Francesco Cascio, nel corso della tradizionale cerimonia della consegna del ventaglio da parte della stampa parlamentare, boccia le ipotesi di rimpasto, l’ennesimo, nella giunta regionale. Il presidente dell’Ars preconizza un’uscita dai ranghi del Pdl dei finiani di Sicilia e auspica un chiarimento tra gli ex forzisti oggi divisi nell’Isola sulle due sponde, quella “lealista” e quella “ribelle”.

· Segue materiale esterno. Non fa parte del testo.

PR #3696, opened 2020-04-30
Removed communication and geometry globals from domain decomposition

fweik:
If I wouldn't know better I'd say that this code was specifically crafted to be hard to refactor.

Description of changes:
- Removed geometry globals from dd
- Removed communication globals from dd
- Modified dd so that the periodicity does not change the communication pattern
- Treat periodicity change as geometry change
- Moved `get_mi_*` stuff to `BoxGeometry`

### DIFF
--- a/src/core/event.cpp
+++ b/src/core/event.cpp
@@ -230,7 +230,7 @@ void on_coulomb_change() {
 void on_short_range_ia_change() {
   invalidate_obs();
 
-  cells_on_geometry_change(0);
+  cells_on_geometry_change(false);
 
   recalc_forces = true;
 }
@@ -256,7 +256,7 @@ void on_boxl_change() {
   grid_changed_box_l(box_geo);
   /* Electrostatics cutoffs mostly depend on the system size,
      therefore recalculate them. */
-  cells_on_geometry_change(0);
+  cells_on_geometry_change(false);
 
 /* Now give methods a chance to react to the change in box length */
 #ifdef ELECTROSTATICS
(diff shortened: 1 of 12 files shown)


src/core/event.cpp
```diff
@@ -325,8 +325,7 @@ void on_parameter_change(int field) {
     break;
   case FIELD_NODEGRID:
     grid_changed_n_nodes();
-    cells_on_geometry_change(CELL_FLAG_GRIDCHANGED);
-    break;
+    cells_re_init(CELL_STRUCTURE_CURRENT, cell_structure.min_range);
   case FIELD_MINNUMCELLS:
   case FIELD_MAXNUMCELLS:
     cells_re_init(CELL_STRUCTURE_CURRENT, cell_structure.min_range);
```
jngrad, line 327: is this fallthrough intentional? `cells_re_init()` is now called twice with the same arguments if case `FIELD_NODEGRID` matches. Maybe you meant to delete L328?

src/utils/include/utils/mpi/cart_comm.hpp
```diff
@@ -121,6 +121,38 @@ cart_neighbors(const boost::mpi::communicator &comm) {
 
   return ret;
 }
+
+/**
+ * @brief Information about a cartesian communicator.
+ *
+ * Memebers coorespond to the output arguments of
```
jngrad:
```suggestion
 * Members correspond to the output arguments of
```

jngrad (changes requested):
There are several parts of the ghost communication code where I'll trust you :)

src/core/event.cpp
fweik: Ah yes, good catch.

fweik:
It's clear to me that this is a little bit of a leap of faith, but it has to be done to get that under control. We can then subsequently find out what the actual pre- and postconditions are and add tests. Also all of this has fairly good coverage by the integration tests.

jngrad (approved):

Quanto alla nascita di un Lombardo quater, Cascio è scettico sul ruolo dei centristi.  “Non credo che l’Udc entrerà in un governo che non abbia una scadenza temporale”, dice il presidente rispondendo ai giornalisti. La legislatura durerà? “Il mio auspicio è quello di rimanere qui fino a fine legislatura e completare il quinquennio – ha detto Cascio rispondendo ai cronisti che gli chiedevano di commentare il delicato momento politico attuale – ma la situazione politica a livello nazionale regionale è veramente fluida. Penso a quanto potrebbe essere traumatica la fine anticipata della legislatura per la spesa dei fondi strutturali che è ancora al palo. L’auspicio è quello di continuare, la previsione è assolutamente nebulosa”.

Poi, un lungo passaggio sui risparmi conseguiti dall’Assemblea grazie a una serie di misure decise dall’ufficio di presidenza. E il sì all’ipotesi di un taglio, drastico, del numero dei parlamentari regionali. “Sono assolutamente certo e consapevole del fatto che vada diminuito il numero dei parlamentari – afferma Cascio -. La commissione regolamento è stata riunita a questo proposito. A settembre porterò il disegno di legge in Aula e vedremo che è contro e chi è favore. Non mi pare scandaloso portare il numero dei deputati da 90 a 70, una mossa che porterebbe a un risparmio di sette milioni”. La riduzione dei parlamentari, però, richiede una modifica dello Statuto, da realizzare con legge costituzionale con doppia lettura a Camera e Senato. Cascio si è soffermato sulle attività di contenimento della spesa realizzate dal consiglio di presidenza dell’Ars in questa legislatura. “Questa Assemblea non ha adeguato per due volte agli aumenti del Senato, questo ha consentito di risparmiare 324 mila euro. Abbiamo revocato l’indennità di carica per i componenti dell’ufficio di presidenza per quanto riguarda la pensione. Abbiamo eliminato le indennità agli ex deputati a titolo di aggiornamento culturale. Abbiamo abolito la cumulabilità tra stipendio di parlamentare nazionale e pensione da deputato regionale, con un risparmio da un milione di euro all’anno”. Altri interventi sull’organizzazione del lavoro del personale dell’Assemblea, dalla soppressione di due servizi al blocco del turn over per due anni, hanno portato altri risparmi. Ad esempio, il blocco del pensionamento ex lege 104 comporta un risparmio da 100 mila euro l’anno E come ufficio di presidenza abbiamo anche presentato un disegno di legge su questo tema che riguardi tutti i dipendenti regionali e che prevede che chi va in pensione con la 104 non può avere altri incarichi. “Complessivamente il risparmio è di due milioni e mezzo all’anno”, ha detto Cascio ai giornalisti. L’Assemblea si adeguerà anche alle misure assunte dal Senato nei giorni scorsi per il contenimento dei costi.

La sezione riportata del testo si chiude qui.